Hi, I think 1.5s per step is a normal speed for V100. The main reason affecting training speed may stem from IO reading, especially if your data is stored in the cloud rather than on a fast disk with read/write capabilities. One feasible solution is to preload all data into memory beforehand.
Thank you for your careful answer. I notice that the weight of diff_ce loss is set to 0.5 (0.1 in origin paper) and the diff_loss is set to L1 loss (L2 in origin paper). Are these the optimal hyperparameters after your experiments, or would the ones in the original article be better?
@hexastrayer How do you manage to train NS2? I've seen that there still be mismatch in data preprocessing part mentioned in https://github.com/open-mmlab/Amphion/issues/43. Could you please create PR for this? Thanks a lot.

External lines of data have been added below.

PR #1593, opened 2024-05-23
Remove CalendarSource and external events

marksteward:
This touches a surprising amount of stuff.

I haven't bothered removing prefixes like `proposal_favourites`, although that might be a nice follow-up commit. I couldn't see from a glance anything else that significantly simplifies in the schedule.


lukegb:
We can probably yeet https://github.com/emfcamp/Website/blob/ffa212d1e235ecc51d18c5e1fd094d29e15fc92f/templates/about/workshop-villages.md?plain=1#L58 as well

PR #1594, opened 2024-05-23
Updates to some internal phone numbers

webmariner:
Pending an important numbers section on phones.emfcamp.org, but wasn't sure if numbers for HQ or Site Manager are still the same as mentioned in other content in this repo.


lukegb:
@sammachin do you know what phone numbers are allocated for HQ/site manager?

sammachin:
I'm not sure we want the HQ and Site Manager numbers to be puiblically listed though, aside from emergencies to First Aid the first port of call to attendees should be the Info desk I believe.
HQ and Site manager numbers are on the contacts stickers that we will give to orga/volunteers

sammachin:
Also all those external numbers (01908) are outdated and should be replaced with 0333 numbers,

Overall I'm not sure we should have numbers on this page anuwauy its just another place to update each time

jellybob:
This is an update to the information page for volunteers, so I think it's fine. Probably worth emphasising in the page that people should not typically be calling HQ/site manager directly though.

sammachin:
source of truth for external numbers is the google doc in the team folder under Phones

webmariner:
Have made a few updates based on discussion above. Would just need the external number for emergency first aid I think.

marksteward (approved):

PR #1603, opened 2024-05-23
Maybe fix overlap check

marksteward:
I think this fixes the issue reported earlier today but I'm struggling to test it.


Jonty:
It might fix the exception, but I think it's still wrong because https://github.com/emfcamp/Website/pull/1603/files#diff-d84e4c839b84858f038ac30d4a90c950142ae6f1abcfb5a46017b5625cd8419dL746 means that if the other proposal starts before `self` it won't be detected as overlapping.

marksteward:
I've just matched the other overlap logic. Is that not how it should work?

marksteward:
Oh nm, I see what you mean

PR #1612, opened 2024-05-24
schedule/feeds: make json feed schema compatible

Kunsi:


apps/schedule/feeds.py
```diff
@@ -46,12 +49,146 @@ def schedule_json(year):
     return Response(json.dumps(schedule), mimetype="application/json")
 
 
+@schedule.route("/schedule/schedule-<int:year>.json")  # TODO validate url with upstream
```
Kunsi, line 52: Maybe we can just use `/schedule/<int:year>.json` and merge this pull request after this years EMF?

apps/schedule/feeds.py
```diff
@@ -32,26 +35,150 @@ def _format_event_description(event):
...
 def schedule_json(year):
     if year != event_year():
         return feed_historic(year, "json")
 
-    if not feature_enabled('SCHEDULE'):
+    if not feature_enabled("SCHEDULE"):
         abort(404)
 
-    schedule = [_convert_time_to_str(p) for p in _get_scheduled_proposals(request.args)]
+    if request.args.get('format') == 'array':
```
Kunsi, line 45: Also feels wrong to do it like this. I don't know. Feedback please! (I'm happy to expose the schema-compatible json on another endpoint, i just have no clue what would be a good name)

marksteward: I think having this exposed at /schedule-c3voc.json would be preferable - it's then clear what format it is, and it's better to return different formats based on path rather than a querystring parameter.

apps/schedule/feeds.py
```diff
@@ -32,26 +35,150 @@ def _format_event_description(event):
...
+            "day_start": day_dt.replace(hour=4, minute=0, second=0).isoformat(),
+            "index": day,
+            "rooms": {},
+        }
+        for room in rooms:
+            day_schedule["rooms"][room] = []
+            for proposal in schedule:
+                if proposal.scheduled_venue.name != room:
+                    # TODO find a better way to do that
+                    continue
```
marksteward, line 109: You can do this with `order_by(Proposal.scheduled_venue_id, Proposal.scheduled_time)` and then `itertools.groupby`.

apps/schedule/feeds.py
```diff
@@ -32,26 +35,150 @@ def _format_event_description(event):
...
+            Proposal.scheduled_venue_id.isnot(None),
+            Proposal.scheduled_duration.isnot(None),
+        )
+        .order_by(Proposal.scheduled_time)
+        .all()
+    )
+
+    duration_days = ceil((event_end() - event_end()).total_seconds / 86400)
+
+    rooms = [proposal.scheduled_venue.name for proposal in schedule]
```
marksteward, line 72: See below but this should be a set()

apps/schedule/feeds.py
```diff
@@ -32,26 +35,150 @@ def _format_event_description(event):
...
+                }
+                links.discard(None)
+                links.discard("")
+                day_schedule["rooms"][room].append(
+                    {
+                        "abstract": None,  # The proposal model does not implement abstracts
+                        "attachments": [],
+                        "date": event_tz.localize(proposal.start_date).isoformat(),
+                        "description": proposal.description,
+                        "do_not_record": False if proposal.may_record else True,
```
marksteward, line 124: We've replaced this with `video_privacy` (60bdf13)

apps/schedule/feeds.py
```diff
@@ -32,26 +35,150 @@ def _format_event_description(event):
...
+                        "room": room,
+                        "slug": "emf{}-{}-{}".format(
+                            event_year(),
+                            proposal.id,
+                            proposal.slug,
+                        ),
+                        "start": event_tz.localize(proposal.start_date).strftime("%H:%M"),
+                        "subtitle": None,
+                        "title": proposal.display_title,
+                        "track": None,  # TODO does emf have tracks?
```
marksteward, line 149: Not currently, although we may add it in the future.

marksteward (changes requested):

apps/schedule/feeds.py
Kunsi: i changed it to `/schedule/frab-<year>.json` because that's where the json export originates from.

Kunsi:
I re-set this to draft state because the machine i used to test this on is no longer available, and i don't have any other machines running docker atm

apps/schedule/schedule_json.py
```diff
@@ -0,0 +1,128 @@
...
+                            event_year(),
+                            proposal.id,
+                            proposal.slug,
+                        ),
+                        "start": event_tz.localize(proposal.start_date).strftime("%H:%M"),
+                        "subtitle": None,
+                        "title": proposal.display_title,
+                        # Contrary to the infobeamer frab module, the json module does not allow users to set colours
+                        # for tracks themselves. It instead relies on the schedule itself to provide those colours.
+                        "track": None,
```
Kunsi, line 117: We could go ahead and hard-code a mapping `proposal.type` to colour, but i'm not sure if that's a good idea

apps/schedule/schedule_json.py
wlcx, line 1: I'd suggest `schedule_frab_json.py`

apps/schedule/schedule_json.py
wlcx: I think we can leave it for now

apps/schedule/schedule_json.py
```diff
@@ -0,0 +1,128 @@
...
+                        "language": "en",
+                        "links": sorted(links),
+                        "persons": [
+                            {
+                                "name": name.strip(),
+                                "public_name": name.strip(),
+                            }
+                            for name in (proposal.published_names or proposal.user.name).split(",")
+                        ],
+                        "recording_license": "CC BY-SA 3.0",
```
wlcx, line 105: We're at 4.0 now - see #1643 

Would probably be good to set this in a single place. I expect a constant or config item would be fine!

wlcx (changes requested):
Good inclusion I think, thanks!

I wonder if we should be generating the data for this in one place though, given this is all the same stuff that's in the frab xml exporter. Removes the possiblity of accidentally having the two not agree!

apps/schedule/feeds.py
```diff
@@ -56,12 +57,51 @@ def schedule_json(year):
...
+        mimetype="application/json",
+    )
+
+
 @schedule.route("/schedule/<int:year>.frab")
 def schedule_frab(year):
+    return redirect(url_for("schedule_frab_xml", year=year), code=301)
+
+
+@schedule.route("/schedule/frab-<int:year>.xml")
```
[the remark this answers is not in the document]
Kunsi: Yeah, json and xml should have the same filename syntax.

apps/schedule/schedule_json.py
Kunsi: Would propose i'll create a separate PR for that

Kunsi:
If that's okay with you, i'd like to merge this for now, and then i'll create a follow-up PR to merge the two frab exporters into one.

apps/base/tasks_export.py
```diff
@@ -131,8 +131,13 @@ def export_db(table):
         return
 
     with app.test_client() as client:
-        for file_type in ["frab", "json", "ics"]:
-            url = f"/schedule/{year}.{file_type}"
+        for file_type, file_url in (
+            ("frab", f"{year}.frab.xml"),
+            ("frab_json", f"{year}.frab.json"),
```
marksteward, line 136: I feel like this should be `frab.json` too

Issue #1590, opened 2024-05-22
Cannot set "may record" in the admin interface on performances


Jonty:
There are performances we actually might want to record and right now we can't set it

PR #1626, opened 2024-05-24
Allow recording permission for performances

webmariner:
Fix for issue #1590

Updated the admin form and proposer form to show the checkbox for allowing recording for performances, not just talks as before. Tested both locally and ran the unit tests, all good.


webmariner:
Sorry, didn't mean to include the previous commits in my local copy of main. Will retry in a sec...

PR #1627, opened 2024-05-24
Fix for issue #1590 (Allow recording permission for performances)

webmariner:
Fix for issue https://github.com/emfcamp/Website/issues/1590

Updated the admin form and proposer form to show the checkbox for allowing recording for performances, not just talks as before. Tested both locally and ran the unit tests, all good.


lukegb:
We probably shouldn't show them the needs_laptop field though

marksteward (approved):

PR #1640, opened 2024-05-25
Initial cleanup of ages

gbaman:
First pass for only ages not currently in use for 2024. Goal being to remove other ages for 2026.

Removes
- 3+
- 4+
- 9+
- 13+
- 15+

As there are no workshops currently using these values.


marksteward:
Let's revisit this after the event, there might need to be a separate field for finalised talks.

PR #1649, opened 2024-05-25
Link to the ticket lottery about page from the schedule

nomis:
Make it easier to find the ticket lottery about page from the schedule
without having to "view your workshop tickets", which you wouldn't do
until after you've signed up to a lottery you know nothing about.
    
The "View" buttons have to be moved down otherwise putting text below
them looks odd.

Add missing space and adjust punctuation on the ticket lottery page.


marksteward:
Rebased and merged as bc970db. Thanks for this!

PR #1656, opened 2024-05-25
Add an iCal feed for volunteer shifts

edk0:


jellybob (approved):

jellybob (changes requested):
Tests are failing on mypy, I'm not entirely clear why on first glance.

edk0:
It looks like mypy just doesn't understand that mapped types are FromClauses. I pushed a change to ignore the error but I'm open to other ideas.

jellybob (approved):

@dongngm I did not use the code in Amphion for data preprocessing and dataset/loader. I used my own logic to provide relevant data needed in _train_step function. Maybe it would be easier for u to rewrite ns2_dataset.py based on this. I made a lot of changes locally, so it’s not easy to create PR.
Hi, @hexastrayer , If you have any further questions about Natural Speech2 Training Speed, feel free to re-open this issue. We are glad to follow up!
Hi @hexastrayer Can you share the pre-training model? Training really takes too long time.
@a897456 Hi, we have provided the pre-trained checkpoint https://huggingface.co/amphion/naturalspeech2_libritts
I'm interested in the training time for NS2. I'm currently utilizing the accelerate launch with a batch size of 16 across 8 Tesla V100 GPUs. However, each step takes approximately 5 seconds. I noticed that the checkpoint you supplied corresponds to 500k steps, potentially extending the training time to over 20 days. Is this training time normal, or is there something wrong?